### TASK TO COMPLETE
Search through the entries for the word "wall" and copy every line that has it.

*** INPUT FOR THIS TASK ***

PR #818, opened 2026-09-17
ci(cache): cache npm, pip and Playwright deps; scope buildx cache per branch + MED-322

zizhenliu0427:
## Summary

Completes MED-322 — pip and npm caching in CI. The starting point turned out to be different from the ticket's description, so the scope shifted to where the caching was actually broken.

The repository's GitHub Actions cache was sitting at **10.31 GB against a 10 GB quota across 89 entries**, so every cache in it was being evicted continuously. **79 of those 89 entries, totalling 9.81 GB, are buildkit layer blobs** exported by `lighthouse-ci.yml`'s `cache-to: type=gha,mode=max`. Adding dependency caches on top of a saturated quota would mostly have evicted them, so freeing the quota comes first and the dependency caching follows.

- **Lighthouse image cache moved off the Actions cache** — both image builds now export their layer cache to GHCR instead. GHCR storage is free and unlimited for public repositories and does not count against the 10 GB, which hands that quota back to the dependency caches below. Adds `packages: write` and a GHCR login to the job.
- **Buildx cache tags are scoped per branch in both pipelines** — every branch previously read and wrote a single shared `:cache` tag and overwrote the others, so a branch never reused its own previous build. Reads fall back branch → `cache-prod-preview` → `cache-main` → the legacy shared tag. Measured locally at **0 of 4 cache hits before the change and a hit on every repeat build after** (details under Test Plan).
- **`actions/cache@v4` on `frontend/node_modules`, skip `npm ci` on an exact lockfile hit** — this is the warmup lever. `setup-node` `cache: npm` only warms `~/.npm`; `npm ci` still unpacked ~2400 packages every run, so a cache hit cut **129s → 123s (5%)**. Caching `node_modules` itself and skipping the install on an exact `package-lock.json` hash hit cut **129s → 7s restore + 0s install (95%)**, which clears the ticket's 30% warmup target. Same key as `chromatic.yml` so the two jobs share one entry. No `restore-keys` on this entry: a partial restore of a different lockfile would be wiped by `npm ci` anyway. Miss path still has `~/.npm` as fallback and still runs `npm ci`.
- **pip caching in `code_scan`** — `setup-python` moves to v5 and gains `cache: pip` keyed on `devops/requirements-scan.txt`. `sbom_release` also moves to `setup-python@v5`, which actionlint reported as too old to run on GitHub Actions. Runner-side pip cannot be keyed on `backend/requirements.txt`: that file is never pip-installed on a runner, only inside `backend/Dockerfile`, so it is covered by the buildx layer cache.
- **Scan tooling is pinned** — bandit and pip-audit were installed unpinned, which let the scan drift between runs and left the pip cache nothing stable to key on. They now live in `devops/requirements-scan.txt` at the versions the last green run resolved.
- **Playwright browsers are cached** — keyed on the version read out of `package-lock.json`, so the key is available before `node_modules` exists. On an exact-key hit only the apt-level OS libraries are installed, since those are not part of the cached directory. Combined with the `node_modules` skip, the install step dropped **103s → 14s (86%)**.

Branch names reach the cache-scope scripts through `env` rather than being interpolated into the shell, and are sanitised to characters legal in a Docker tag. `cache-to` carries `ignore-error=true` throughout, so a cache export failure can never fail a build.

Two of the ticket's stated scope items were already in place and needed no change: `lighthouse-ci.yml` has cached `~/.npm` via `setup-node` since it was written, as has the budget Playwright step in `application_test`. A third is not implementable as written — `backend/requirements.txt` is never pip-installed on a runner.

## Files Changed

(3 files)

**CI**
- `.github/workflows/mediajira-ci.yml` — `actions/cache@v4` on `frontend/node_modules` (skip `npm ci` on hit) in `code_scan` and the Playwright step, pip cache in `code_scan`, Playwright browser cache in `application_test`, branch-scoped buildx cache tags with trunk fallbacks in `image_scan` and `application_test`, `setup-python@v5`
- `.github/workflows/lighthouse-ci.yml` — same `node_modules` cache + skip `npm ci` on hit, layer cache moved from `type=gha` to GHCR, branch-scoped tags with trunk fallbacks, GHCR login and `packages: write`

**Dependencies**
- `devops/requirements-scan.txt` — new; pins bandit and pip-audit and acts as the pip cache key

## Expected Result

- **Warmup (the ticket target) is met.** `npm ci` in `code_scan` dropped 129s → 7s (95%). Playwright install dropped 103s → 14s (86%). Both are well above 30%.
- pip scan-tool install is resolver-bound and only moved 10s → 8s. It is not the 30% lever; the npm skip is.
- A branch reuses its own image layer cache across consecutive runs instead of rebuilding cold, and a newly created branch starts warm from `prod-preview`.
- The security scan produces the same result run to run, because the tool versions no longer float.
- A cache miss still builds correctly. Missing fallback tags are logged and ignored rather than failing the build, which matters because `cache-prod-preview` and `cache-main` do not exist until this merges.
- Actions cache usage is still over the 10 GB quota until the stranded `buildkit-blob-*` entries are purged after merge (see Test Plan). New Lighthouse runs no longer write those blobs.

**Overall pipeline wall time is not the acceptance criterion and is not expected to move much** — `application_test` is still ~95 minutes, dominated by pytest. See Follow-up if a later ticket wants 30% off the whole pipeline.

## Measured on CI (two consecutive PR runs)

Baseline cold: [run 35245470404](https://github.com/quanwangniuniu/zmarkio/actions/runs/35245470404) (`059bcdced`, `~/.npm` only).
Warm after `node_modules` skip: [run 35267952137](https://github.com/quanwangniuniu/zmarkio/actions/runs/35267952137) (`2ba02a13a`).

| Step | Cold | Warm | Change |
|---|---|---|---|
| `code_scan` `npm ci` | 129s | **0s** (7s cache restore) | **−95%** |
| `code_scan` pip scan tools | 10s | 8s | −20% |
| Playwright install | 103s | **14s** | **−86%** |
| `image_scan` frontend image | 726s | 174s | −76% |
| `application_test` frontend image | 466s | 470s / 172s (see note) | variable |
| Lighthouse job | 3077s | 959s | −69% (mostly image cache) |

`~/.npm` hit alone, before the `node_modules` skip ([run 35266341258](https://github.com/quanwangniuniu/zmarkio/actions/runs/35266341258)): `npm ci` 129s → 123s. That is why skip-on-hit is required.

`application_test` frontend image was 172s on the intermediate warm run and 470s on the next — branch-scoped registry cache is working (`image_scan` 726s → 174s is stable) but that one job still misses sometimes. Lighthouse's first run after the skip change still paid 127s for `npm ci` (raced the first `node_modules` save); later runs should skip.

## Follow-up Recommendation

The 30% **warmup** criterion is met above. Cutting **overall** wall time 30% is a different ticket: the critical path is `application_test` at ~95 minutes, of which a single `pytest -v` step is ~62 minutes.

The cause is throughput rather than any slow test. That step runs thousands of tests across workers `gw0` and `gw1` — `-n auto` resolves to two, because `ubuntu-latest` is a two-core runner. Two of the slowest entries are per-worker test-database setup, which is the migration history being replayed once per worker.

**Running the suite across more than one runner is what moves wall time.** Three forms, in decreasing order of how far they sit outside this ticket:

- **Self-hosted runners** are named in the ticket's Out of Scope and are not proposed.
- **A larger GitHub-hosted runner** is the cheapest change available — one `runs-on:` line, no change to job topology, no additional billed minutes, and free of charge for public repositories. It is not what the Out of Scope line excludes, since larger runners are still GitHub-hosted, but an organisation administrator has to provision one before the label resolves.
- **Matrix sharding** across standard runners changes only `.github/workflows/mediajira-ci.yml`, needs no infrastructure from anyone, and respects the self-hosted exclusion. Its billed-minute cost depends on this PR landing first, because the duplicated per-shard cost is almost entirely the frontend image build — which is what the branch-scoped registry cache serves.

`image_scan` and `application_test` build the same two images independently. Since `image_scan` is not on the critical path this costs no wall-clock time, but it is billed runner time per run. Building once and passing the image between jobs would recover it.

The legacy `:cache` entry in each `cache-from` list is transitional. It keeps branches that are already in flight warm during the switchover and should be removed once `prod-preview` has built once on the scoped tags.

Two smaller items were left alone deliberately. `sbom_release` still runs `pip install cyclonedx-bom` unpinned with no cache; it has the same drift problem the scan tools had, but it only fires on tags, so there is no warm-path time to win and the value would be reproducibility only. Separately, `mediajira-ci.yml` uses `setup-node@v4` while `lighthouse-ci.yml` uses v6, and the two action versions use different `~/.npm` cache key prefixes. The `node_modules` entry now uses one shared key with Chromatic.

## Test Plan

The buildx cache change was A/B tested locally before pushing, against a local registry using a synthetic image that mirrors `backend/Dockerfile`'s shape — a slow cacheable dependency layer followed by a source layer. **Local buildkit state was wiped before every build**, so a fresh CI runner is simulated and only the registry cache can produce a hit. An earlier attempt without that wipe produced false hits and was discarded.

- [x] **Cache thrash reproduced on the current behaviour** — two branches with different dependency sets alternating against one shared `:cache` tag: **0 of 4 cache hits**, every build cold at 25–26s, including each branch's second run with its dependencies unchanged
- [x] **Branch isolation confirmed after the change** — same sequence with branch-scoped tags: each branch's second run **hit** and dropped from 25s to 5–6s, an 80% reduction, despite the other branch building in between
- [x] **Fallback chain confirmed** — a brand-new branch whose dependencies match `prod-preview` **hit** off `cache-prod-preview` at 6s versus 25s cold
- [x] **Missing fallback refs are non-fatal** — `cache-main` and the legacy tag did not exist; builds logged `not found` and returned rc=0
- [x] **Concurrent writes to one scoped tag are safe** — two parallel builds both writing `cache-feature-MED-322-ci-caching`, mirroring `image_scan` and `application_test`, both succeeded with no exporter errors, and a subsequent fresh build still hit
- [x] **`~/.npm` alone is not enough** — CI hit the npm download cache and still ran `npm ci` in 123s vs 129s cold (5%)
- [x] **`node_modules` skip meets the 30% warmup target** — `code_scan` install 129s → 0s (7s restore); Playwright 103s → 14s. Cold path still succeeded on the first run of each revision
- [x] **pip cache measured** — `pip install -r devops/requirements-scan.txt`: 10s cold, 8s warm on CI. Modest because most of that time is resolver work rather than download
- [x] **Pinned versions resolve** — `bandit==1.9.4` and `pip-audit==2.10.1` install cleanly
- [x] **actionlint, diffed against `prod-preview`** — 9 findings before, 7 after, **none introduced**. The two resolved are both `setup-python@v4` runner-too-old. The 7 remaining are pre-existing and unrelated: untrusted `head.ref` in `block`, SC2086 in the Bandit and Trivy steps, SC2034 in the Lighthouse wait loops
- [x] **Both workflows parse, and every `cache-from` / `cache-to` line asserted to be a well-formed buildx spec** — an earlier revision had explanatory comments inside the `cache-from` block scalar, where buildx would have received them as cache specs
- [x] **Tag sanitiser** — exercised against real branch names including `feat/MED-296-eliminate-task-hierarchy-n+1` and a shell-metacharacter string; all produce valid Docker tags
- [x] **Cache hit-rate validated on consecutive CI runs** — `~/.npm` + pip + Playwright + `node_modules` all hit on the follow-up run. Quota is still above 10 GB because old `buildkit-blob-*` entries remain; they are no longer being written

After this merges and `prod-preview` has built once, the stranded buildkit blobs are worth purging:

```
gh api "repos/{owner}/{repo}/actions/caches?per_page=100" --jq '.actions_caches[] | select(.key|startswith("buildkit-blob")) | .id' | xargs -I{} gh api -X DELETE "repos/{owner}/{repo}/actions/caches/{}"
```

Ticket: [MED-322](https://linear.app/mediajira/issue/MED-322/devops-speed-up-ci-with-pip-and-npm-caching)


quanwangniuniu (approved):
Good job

*** End of INPUT FOR THIS TASK ***

### ANSWER TO THIS PROBLEM
**Overall pipeline wall time is not the acceptance criterion and is not expected to move much** — `application_test` is still ~95 minutes, dominated by pytest. See Follow-up if a later ticket wants 30% off the whole pipeline.
The 30% **warmup** criterion is met above. Cutting **overall** wall time 30% is a different ticket: the critical path is `application_test` at ~95 minutes, of which a single `pytest -v` step is ~62 minutes.
**Running the suite across more than one runner is what moves wall time.** Three forms, in decreasing order of how far they sit outside this ticket:
`image_scan` and `application_test` build the same two images independently. Since `image_scan` is not on the critical path this costs no wall-clock time, but it is billed runner time per run. Building once and passing the image between jobs would recover it.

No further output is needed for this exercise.